Methods: This was a retrospective, observational, cohort study. Between January 2014 and March 2022, 9,147 patients with intracranial aneurysms were screened, and 91 patients with 95 VBTDAs who underwent LVIS-within-Enterprise overlapping-stent assisted-coiling technique or FD were included in the analysis. The primary outcome was the complete occlusion rate at the last angiographic follow-up. The secondary outcomes included adequate aneurysm occlusion, in-stent stenosis/thrombosis, general neurological complications, neurological complications within 30 days after the procedure, the mortality rate, and unfavorable outcomes.

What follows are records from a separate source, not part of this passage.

PR #237, opened 2015-06-19
Sets default loglevel to INFO in beta

Phantasus:
This PR sets the default loglevel to debug in beta,
it wasn't tested as it looked trivial.


SYNchroACK:
v1.0-beta is not in use. Use v1.0-final branch.

PR #245, opened 2015-07-01
ASN lookup discarding events

robcza:
An event without source.ip or destination.ip can't go through asn_lookup expert and is just discarded.


SYNchroACK:
Nice one! ;)

aaronkaplan:
Yes, thanks Robert!

PR #2449, opened 2024-01-31
FIX: Let modified_pulses_only can be changed

qux-bbb:
The original logic will cause modified_pulses_only is always False.

### DIFF
--- a/CHANGELOG.md
+++ b/CHANGELOG.md
@@ -61,6 +61,8 @@
   - Remove undocumented and unused attributes of `StompCollectorBot` instances:
     `ssl_ca_cert`, `ssl_cl_cert`, `ssl_cl_cert_key`.
   - Minor fixes/improvements and some refactoring (see also above: *Core*...).
+- `intelmq.bots.collectors.alienvault_otx.collector` (PR#2449 by qux-bbb):
+  - Fix modified_pulses_only is always False.
 
 #### Parsers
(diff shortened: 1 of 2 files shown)


kamil-certat:
Hey, thanks for catching that! Could you please add an entry to the Changelog.md with your fix? A test would be also great, but I think it had to be about the whole feature, so I believe we can go without it eventually.

aaronkaplan:
reviewed. Clear logic bug, thx for catching it @qux-bbb . Pulling that in.

aaronkaplan:
@sebix could you please also double check? It's trivial . thx. if all ok, pls press "merge" :) thx

CHANGELOG.md
```diff
@@ -61,8 +61,9 @@
   - Remove undocumented and unused attributes of `StompCollectorBot` instances:
     `ssl_ca_cert`, `ssl_cl_cert`, `ssl_cl_cert_key`.
   - Minor fixes/improvements and some refactoring (see also above: *Core*...).
-- `intelmq.bots.collectors.shadowserver.collector_reports_api`:
-  - The 'json' option is no longer supported as the 'csv' option provides better performance (PR#2372 by elsif2).
+- `intelmq.bots.collectors.alienvault_otx.collector` (PR#2449 by qux-bbb):
```
kamil-certat, line 67: It looks like there is a merging issue removing previous changelog entry. Could you please restore it?

kamil-certat (approved):

PR #2460, opened 2024-02-05
Documentation update for #2455

### LINKED ISSUE #2455: Shadowserver parser docs missing part on feedname
Shadowserver parser docs says:

> A list of possible values of the feedname parameter can be found in the table below in the column "Report Type".

This is no longer true. I understand that the feedname mapping is now gathered from the schema, but still the user doesn't know what feedname he should use for configuration.

If we want to keep the possibility for "fixed report type" we should provide the user with easily accessible values he can use for `feedname` parameter.

elsif2:
Correction to the user documentation for the Shadowserver bots.

### DIFF
--- a/docs/user/bots.md
+++ b/docs/user/bots.md
@@ -930,8 +930,7 @@ oldest files available!).
 
 The resulting reports contain the following special field:
 
-- `extra.file_name`: The name of the downloaded file, with fixed filename extension. The API returns file names with the
-  extension `.csv`, although the files are JSON, not CSV. Therefore, for clarity and better error detection in the parser, the file name in `extra.file_name` uses `.json` as extension.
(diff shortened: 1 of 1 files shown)


gethvi (approved):

docs/user/bots.md
```diff
@@ -2154,7 +2153,7 @@ correct mapping of the columns:
 
 **`feedname`**
 
-(optional, string) Name of the Shadowserver report, see list below for possible values.
+(optional, string) Name of the Shadowserver report. The value for each report type can be found in the schema `feed_name` field.
```
sebix, line 2156: For example using `curl https://interchange.shadowserver.org/intelmq/v1/schema | jq .[].feed_name`?

PR #2461, opened 2024-02-07
FIX: RIPE expert: handle unknown response for non-ASN types

monoidic:
Currently, the RIPE bot successfully handles "No abuse contact found for" messages in response to ASNs, but not for IPs. An example of this would be the address `2001:470:1:c84::12e`, which is from a range assigned by ARIN.
This PR removes the filter on only checking for these types of messages on ASNs, allowing for IPs to not cause errors in the bot.

### DIFF
--- a/CHANGELOG.md
+++ b/CHANGELOG.md
@@ -68,6 +68,8 @@
 - `intelmq.bots.experts.jinja` (PR#2417 by Mikk Margus Möll):
   - Add optional `socket_perms` and `socket_group` parameters to change
     file permissions on socket file, if it is in use.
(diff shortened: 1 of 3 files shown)


kamil-certat:
Thanks, it looks good to me!. Do you think it would be possible to easily add a test for that case? And a short changelog entry?

monoidic:
> Thanks, it looks good to me!. Do you think it would be possible to easily add a test for that case? And a short changelog entry?

Certainly.

aaronkaplan:
Thank you, @monoidic

PR #2469, opened 2024-03-01
FIX: Do not overwrite feed.documentation if present

gethvi:
As per @sebix's suggestion, overwrite is better to set to False on this.

Thanks!


gethvi:
Tests failing because of: `Connection to interchange.shadowserver.org timed out.`

sebix:
Did they block us?

cc @elsif2

aaronkaplan:
as agreed directly, merging now...

PR #2479, opened 2024-03-17
ignore user-generated docs files

sebix:
and remove already committed files from the tree


kamil-certat (approved):

gethvi:
Thanks!

There is one more step necessary: in the github action (`build-docs.yaml`) we need to generate these two files (by running `scripts/generate-event-docs.py` and `scripts/generate-feeds-docs.py`) before building the docs.

This will require `ruamel.yaml` installed.

sebix:
> There is one more step necessary: in the github action (`build-docs.yaml`) we need to generate these two files (by running `scripts/generate-event-docs.py` and `scripts/generate-feeds-docs.py`) before building the docs.

I expected that the docs build would fail if files were missing, but apparently, mkdocs does not complain about that. Thanks for noticing this, I added this step to the workflow file.

kamil-certat (approved):

PR #2488, opened 2024-04-03
Fix dataplane parser failing to parse AS names with pipe characters

DigitalTrustCenter:
At the time of writing, the sshpwauth.txt feed contains an AS name with a pipe character ('|').
AS262907 - BRASIL TECPAR | AMIGO | AVATO

The existing dataplane parser throws an error on that line, as it splits the data fields on just the pipe character.
From the feed header: "Each field is separated by a pipe symbol ('|') and at least two whitespace characters on either side."
Technically there are way more characters other that space that are whitespace characters, but just space seems to be used.
Hence we can split on '  |  ' instead to fix this line breaking.

### DIFF
--- a/intelmq/bots/parsers/dataplane/parser.py
+++ b/intelmq/bots/parsers/dataplane/parser.py
@@ -143,7 +143,10 @@ class DataplaneParserBot(ParserBot):
         else:
             event = self.new_event(report)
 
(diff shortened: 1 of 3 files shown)


sebix:
Thank you for the excellent PR, including the test case :)

PR #2494, opened 2024-04-16
FIX: handle init failure on incorrect current event

kamil-certat:
If event hold in current event wasn't saved correctly, the bot is unable to start and handle any event.

In our case, the file wasn't created at all. I'm not sure yet why (I suspect some trouble by reloading), but such a problem shouldn't stop the bot from working.

### DIFF
--- a/intelmq/bots/outputs/misp/output_feed.py
+++ b/intelmq/bots/outputs/misp/output_feed.py
@@ -68,21 +68,25 @@ class MISPFeedOutputBot(OutputBot):
             self.timedelta = datetime.timedelta(minutes=parse_relative(self.interval_event))
 
         if (self.output_dir / '.current').exists():
-            with (self.output_dir / '.current').open() as f:
-                self.current_file = Path(f.read())
-            self.current_event = MISPEvent()
-            self.current_event.load_file(self.current_file)
+            try:
+                with (self.output_dir / '.current').open() as f:
+                    self.current_file = Path(f.read())
+                self.current_event = MISPEvent()
+                self.current_event.load_file(self.current_file)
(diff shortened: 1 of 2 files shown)


intelmq/bots/outputs/misp/output_feed.py
```diff
@@ -68,21 +68,25 @@ def init(self):
...
+                last_max_time = datetime.datetime.strptime(last_max_time, '%Y-%m-%dT%H:%M:%S.%f')
+                if last_max_time < datetime.datetime.now():
+                    self.min_time_current = datetime.datetime.now()
+                    self.max_time_current = self.min_time_current + self.timedelta
+                    self.current_event = None
+                else:
+                    self.min_time_current = last_min_time
+                    self.max_time_current = last_max_time
+            except:
+                self.logger.exception("Loading current event %s failed. Skipping it.", self.current_event)
```
sebix, line 88: Is it really OK to drop events if there was a failure?

kamil-certat: It's not dropping anything, as long as I didn't missed anything. This bot is making a new MISP event periodically, and writing incoming IntelMQ events in the same event. Every time they are saved to the file with the MISP event. The `current_event` is just a reference to the current _MISP_ event, and if we don't load the _current_ (actually: the last one created), the bot creates a new one and save data there. Old data, if they exist, are not lost.

In my case, the pointer to the current MISP event was pointing to not-existing file. When I still need to understand why, as long as we don't have atomic saving to the disk, it may happen (e.g. crash between saving the pointer file and the actual event file)

PR #2499, opened 2024-05-10
Filter expert: Docs fix, treat false as false for filter_regex and add logging

sebix:
-    Docs: fix syntax in filter expert bot documentation
- filter expert: treat filter_regex false as False
  if the parameter
  ```yaml
  filter_regex: false
  ```
  was set, the bot treated this as true
  with this patch, false is treated as false
- filter expert: add debugging output for comparisons
    if users or devs run the bot in DEBUG log level, there was no useful
    output yet.
    This change adds two log statements, showing which comparision was made

### DIFF
--- a/intelmq/bots/experts/filter/expert.py
+++ b/intelmq/bots/experts/filter/expert.py
@@ -148,10 +148,12 @@ class FilterExpertBot(ExpertBot):
             return self.equalsFilter(event, key, condition)
 
     def equalsFilter(self, event, key, value):
+        self.logger.debug('Equality check: %r (event value) == %r (filter value).', event.get(key), value)
         return (key in event and
                 event.get(key) == value)
 
     def regexSearchFilter(self, event, key):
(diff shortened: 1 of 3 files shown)


intelmq/bots/experts/filter/expert.py
```diff
@@ -64,7 +64,7 @@ def init(self):
             self.filter = False
 
         self.regex = False
-        if self.filter_regex is not None:
+        if self.filter_regex is not None and self.filter_regex is not False:
```
kamil-certat: > If this attribute is empty or evaluates to false

In such case, the `if not self.filter_regex` would be better

kamil-certat (approved):

intelmq/bots/experts/filter/expert.py
sebix: yeah, right, that should cover more cases

sebix: ok, no. this now triggers **10** test fails

PR #715, opened 2015-03-01
String#succ and String#next implementation fully compliant with rubyspec

### LINKED ISSUE #535: Range with numeric strings with trailing zeros freezes browser
In Ruby, you can use ranges not only for Numbers but also for strings, like this.
```
("a".."b").to_a
=> ["a", "b"]
 ```

The same works with numeric strings, like this:
```
("01".."05").to_a
 => ["01", "02", "03", "04", "05"] 
```
This also works fine in Opal unless you cross the border between when a trailing zero is required and when it's not required anymore.
`("09".."10").to_a` should give you ` => ["09", "10"]`

However, this makes the browser (Firefox 29) freeze (until it complains about an unresponsive script).

vais:
Fix #535

### DIFF
--- a/CHANGELOG.md
+++ b/CHANGELOG.md
@@ -8,6 +8,8 @@
 
 *   `Module#const_get` accepts a scoped constant name
 
+*   `String#succ` and `String#next` implementation fully compliant with rubyspec
+
 ## 0.7.1 2015-02-14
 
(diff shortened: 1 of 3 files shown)


Ajedi32:
Nice work on all these methods by the way. The closer we can get Opal to matching MRI's behavior, the better. :+1:

vais:
Thanks, @Ajedi32!

PR #717, opened 2015-03-02
String#===, String#==, and String#eql? implementation fully compliant with rubyspec

vais:
*"String#=== returns false if obj does not respond to to_str"* and  *"String#== returns false if obj does not respond to to_str"* actually pass, except for the one line that tests a symbol argument:
```ruby
'hello'.send(@method, :hello).should be_false
```
Same goes for *"String#eql? when given a non-String returns false"* - only the following line fails:
```ruby 
'hello'.should_not eql(:hello)
```
There is currently no way to pass these assertions because strings and symbols are identical in Opal.

I really would like to see those `fail` lines gone from filters/bugs/string.rb, and I see 3 possible courses of action (in the order from least invasive to most invasive to Opal):

1. Wrap `not_compliant_on :opal do ...` around the offending assertions in the rubyspec. 
2. Set a new additional property on the string object at compile time to indicate that is was originally meant to be a symbol. This way we can tell symbols from strings at runtime if/as needed with minimum overhead.
3. Make Symbol a subclass of String and set `$$is_symbol` flag on it? I don't like this one, but throwing it out there anyway.

What do you think?

### DIFF
--- a/CHANGELOG.md
+++ b/CHANGELOG.md
@@ -10,6 +10,8 @@
 
 *   `String#succ` and `String#next` implementation fully compliant with rubyspec
 
+*   `String#===`, `String#==`, and `String#eql?` implementation fully compliant with rubyspec
+
 ## 0.7.1 2015-02-14
 
 *   CLI options `-d` and `-v` now set respectively `$DEBUG` and `$VERBOSE`
--- a/opal/corelib/string.rb
+++ b/opal/corelib/string.rb
@@ -81,7 +81,16 @@ class String
   end
 
   alias eql? ==
-  alias === ==
+
+  def ===(other)
+    %x{
+      if (#{Opal.respond_to? `other`, :to_str}) {
+        return #{other == self};
+      } else {
+        return false;
+      }
+    }
+  end
 
   def =~(other)
     %x{
--- a/opal/corelib/string.rb
+++ b/opal/corelib/string.rb
@@ -75,22 +75,19 @@ class String
   end
 
   def ==(other)
-    return false unless String === other
-
-    `#{to_s} == #{other.to_s}`
+    %x{
+      if (other.$$is_string) {
+        return self.toString() === other.toString();
+      }
+      if (#{Opal.respond_to? `other`, :to_str}) {
+        return #{other == self};
+      }
+      return false;
+    }
   end
 
   alias eql? ==
-
-  def ===(other)
-    %x{
-      if (#{Opal.respond_to? `other`, :to_str}) {
-        return #{other == self};
-      } else {
-        return false;
-      }
-    }
-  end
+  alias === ==
 
   def =~(other)
     %x{
--- a/spec/filters/bugs/string.rb
+++ b/spec/filters/bugs/string.rb
@@ -1,7 +1,5 @@
 opal_filter "String" do
-  fails "String#=== returns false if obj does not respond to to_str"
-  fails "String#=== returns obj == self if obj responds to to_str"
-  fails "String#=== returns obj == self if obj responds to to_str"
+  fails "String#=== returns false if obj does not respond to to_str" #passes except for the line with symbol: fails "'hello'.send(@method, :hello).should be_false"
 
   fails "String#=~ raises a TypeError if a obj is a string"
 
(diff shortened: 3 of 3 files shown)


vais:
Also, a quick question: is the `toString()` call in `return self.toString() === other.toString();` strictly necessary in the code below?
```javascript
if (other.$$is_string) {
  return self.toString() === other.toString();
}
```
I kinda cargo-culted it in there without fully understanding the reason for it. Something to do with strings being native but sometimes wrapped? Please pardon my ignorance and let me know if `return self === other` would have worked just as well, and, if not, why?

meh:
```
> String.prototype.hue = function() { return this }
[Function]
> "lol".hue() === "lol"
false
> "lol".hue() === "lol".hue()
false
> "lol".hue().toString() === "lol"
true
```

So yes, it is necessary, I'm kind of uncertain it will work with the inheritance trick, but that trick has to be fixed in the runtime sooner or later.

meh:
Also move those failures into unsupported, since we will never have a `String` and `Symbol` difference.

Ajedi32:
> ```
> > String.prototype.hue = function() { return this }
> [Function]
> > "lol".hue() === "lol"
> false
> > "lol".hue() === "lol".hue()
> false
> > "lol".hue().toString() === "lol"
> true
> ```

Woah. That's... really, really weird.

TIL: https://developer.mozilla.org/en-US/docs/Web/JavaScript/Reference/Global_Objects/String#Distinction_between_string_primitives_and_String_objects

vais:
@meh the problem is those specs are not granular enough: a single `it` block has multiple assertions, all of which I got to pass except for the one that compares with a symbol. Moving the entire thing into unsupported seems heavy-handed and we lose the safety net that the other passing assertions provide when changing the code in the future. That's why I proposed the three alternatives. Do you think none of the three is possible?

Ajedi32:
> Also move those failures into unsupported, since we will never have a `String` and `Symbol` difference.

Rather than throw out the entire test, isn't there some way to only disable the comparison between string and symbol part? It sounds like the textual descriptions of each test are perfectly valid and there should definitely be tests to ensure that those behaviors remain correct.

vais:
@Ajedi32 here is an example from opal/spec/corelib/core/string/shared/equal_value.rb:
```ruby
  it "returns false if obj does not respond to to_str" do
    'hello'.send(@method, 5).should be_false
    'hello'.send(@method, :hello).should be_false
    'hello'.send(@method, mock('x')).should be_false
  end
```
The first and the third assertion is passing now, but the second is not. What @meh is proposing as far as I understand is to move the entire "returns false if obj does not respond to to_str" into unsupported, since the filtering in mspec works at the level of `it` blocks - there is no way to filter out something inside the `it` block. What can be done is to update the rubyspec itself with `not_compliant_on :opal do...`, for which there are many precedents in the rubyspec currently. The problem is I am not sure what the status of Opal's version of the rubyspec is. It is a fork of a dead upstream project. Should we be able to commit into this fork? If so, that's the way to go, and hopefully when @elia hears back from @headius, we can push these changes upstream, whatever the upstream for rubyspec ends up being.

elia:
@vais :+1: completely agree

headius:
Hears back from me? Is there an email I missed?

vais:
@headius https://github.com/opal/rubyspec/pull/1 raised the question what to do if we need to fix bugs or otherwise evolve rubyspec and @elia cc'd you to get your opinion on starting a shared fork. Here is the original message, sorry for the confusion:

> I wonder how the @jruby guys are handling this, whether they stopped using rubyspec or forked (as we're doing) and if it could make sense to have a shared fork…

> cc @headius @adambeynon @meh

Really interested in hearing your thoughts on the future of rubyspec now that hopefully dust has settled on all that drama and we need to continue getting stuff done with it. Thanks!

meh:
@vais yeah I know, it was just the easiest way to go, I'm fine with whatever.

vais:
@meh I see. Well, it doesn't look like this matter of being able to contribute to rubyspec and/or adding some form of symbol support to Opal will be resolved any time soon. In the meantime, I don't see any reason not to merge this PR as is, with the `fail` lines in place.

And thanks for getting back to me on the `toString()` question, it helps!

meh:
@vais I thought I had merged this, my memory sucks, sorry.

PR #721, opened 2015-03-04
Fix recursive array failures for various Array methods

vais:


elia:
awesome

meh:
:pandaface: :+1:

vais:
Wow, that was quick! Thanks guys.

meh:
@vais you were just lucky, I had just woken up and checking emails :P

vais:
@meh I appreciate the vote of confidence, but I actually would like some feedback. I am still not sure what constitutes idiomatic "ruby javascript", so if I am doing something not idiomatic, I'd like to know. I realize time is short, but if you have a chance to comment on my use of ruby from js and vice versa, please do. I see a lot of different styles and approaches used in corelib.

meh:
@vais I do review everything before merging, if I say nothing it's because it was good or the only nitpick was related to the coding style.

Also yeah, some code in the corelib is older and I hadn't had the time to go janitor mode in a while.

vais:
@meh that's great to hear, thanks! But keep in mind that I can help you with the janitorial tasks as well - I've got a little OCD when it comes to code :) That's why if you have any nitpicks with the coding style, time permitting, do let me know.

Results: Among the 91 included patients, 55 were treated with LVIS-within-Enterprise overlapping-stent technique (the LE group) and 36 were treated with FD (the FD group). The angiography results at the median follow-up time of 8 months showed complete occlusion rates of 90.0% and 60.9% for the LE and FD groups, respectively, with an adjusted odds ratio of 5.79 (95% CI: 1.35-24.85; P=0.01). Adequate aneurysm occlusion (P=0.98), in-stent stenosis/thrombosis (P=0.46), general neurological complications (P=0.22), neurological complications within 30 days after the procedure (P=0.63), mortality rate (P=0.31), and unfavorable outcomes (P=0.07) at the last clinical follow-up did not differ significantly between the 2 groups.

Conclusions: A significantly higher complete occlusion rate for VBTDAs was found following LVIS-within-Enterprise overlapping-stent technique as compared with FD. The 2 treatment modalities have comparable adequate occlusion rates and safety profiles.